== Data for this task

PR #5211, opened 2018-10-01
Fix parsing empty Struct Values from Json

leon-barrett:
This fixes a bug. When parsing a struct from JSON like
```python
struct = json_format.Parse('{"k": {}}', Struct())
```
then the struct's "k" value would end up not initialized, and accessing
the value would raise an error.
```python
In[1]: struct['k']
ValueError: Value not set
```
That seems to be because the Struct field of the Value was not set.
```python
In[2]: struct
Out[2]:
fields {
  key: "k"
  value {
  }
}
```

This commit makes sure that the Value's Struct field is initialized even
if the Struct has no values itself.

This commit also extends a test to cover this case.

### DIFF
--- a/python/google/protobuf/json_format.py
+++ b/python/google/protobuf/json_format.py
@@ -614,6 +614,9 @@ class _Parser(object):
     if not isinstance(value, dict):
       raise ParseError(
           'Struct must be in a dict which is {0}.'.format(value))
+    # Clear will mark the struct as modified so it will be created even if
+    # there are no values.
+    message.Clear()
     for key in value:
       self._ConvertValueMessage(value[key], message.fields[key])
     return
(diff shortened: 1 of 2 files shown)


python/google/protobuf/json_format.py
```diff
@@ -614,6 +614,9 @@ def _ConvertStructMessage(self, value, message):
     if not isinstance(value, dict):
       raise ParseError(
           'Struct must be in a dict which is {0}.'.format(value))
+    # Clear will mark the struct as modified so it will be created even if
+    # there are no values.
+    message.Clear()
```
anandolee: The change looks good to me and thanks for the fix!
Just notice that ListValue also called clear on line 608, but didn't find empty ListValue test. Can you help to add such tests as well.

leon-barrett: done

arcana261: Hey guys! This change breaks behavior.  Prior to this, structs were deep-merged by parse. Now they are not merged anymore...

====

## Instructions for the task
Please reproduce the whole listing exactly, omitting no line.

## Solution for this task
PR #5211, opened 2018-10-01
Fix parsing empty Struct Values from Json

leon-barrett:
This fixes a bug. When parsing a struct from JSON like
```python
struct = json_format.Parse('{"k": {}}', Struct())
```
then the struct's "k" value would end up not initialized, and accessing
the value would raise an error.
```python
In[1]: struct['k']
ValueError: Value not set
```
That seems to be because the Struct field of the Value was not set.
```python
In[2]: struct
Out[2]:
fields {
  key: "k"
  value {
  }
}
```

This commit makes sure that the Value's Struct field is initialized even
if the Struct has no values itself.

This commit also extends a test to cover this case.

### DIFF
--- a/python/google/protobuf/json_format.py
+++ b/python/google/protobuf/json_format.py
@@ -614,6 +614,9 @@ class _Parser(object):
     if not isinstance(value, dict):
       raise ParseError(
           'Struct must be in a dict which is {0}.'.format(value))
+    # Clear will mark the struct as modified so it will be created even if
+    # there are no values.
+    message.Clear()
     for key in value:
       self._ConvertValueMessage(value[key], message.fields[key])
     return
(diff shortened: 1 of 2 files shown)


python/google/protobuf/json_format.py
```diff
@@ -614,6 +614,9 @@ def _ConvertStructMessage(self, value, message):
     if not isinstance(value, dict):
       raise ParseError(
           'Struct must be in a dict which is {0}.'.format(value))
+    # Clear will mark the struct as modified so it will be created even if
+    # there are no values.
+    message.Clear()
```
anandolee: The change looks good to me and thanks for the fix!
Just notice that ListValue also called clear on line 608, but didn't find empty ListValue test. Can you help to add such tests as well.

leon-barrett: done

arcana261: Hey guys! This change breaks behavior.  Prior to this, structs were deep-merged by parse. Now they are not merged anymore...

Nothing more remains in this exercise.